• **EXERCISE MATERIALS**
PR #354, opened 2018-05-11
RFC: Comprehensive testing of basic constraint functionality

odow:
### Background

At the moment it is pretty hard from the solver's point-of-view to check that they are implementing the full MOI API correctly (e.g., LQOI). This PR attempts to test this.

• **WHAT IS BEING ASKED**
The records above are to be repeated exactly, in their entirety.

• **FINAL ANSWER**
PR #354, opened 2018-05-11
RFC: Comprehensive testing of basic constraint functionality

odow:
### Background

At the moment it is pretty hard from the solver's point-of-view to check that they are implementing the full MOI API correctly (e.g., LQOI). This PR attempts to test this.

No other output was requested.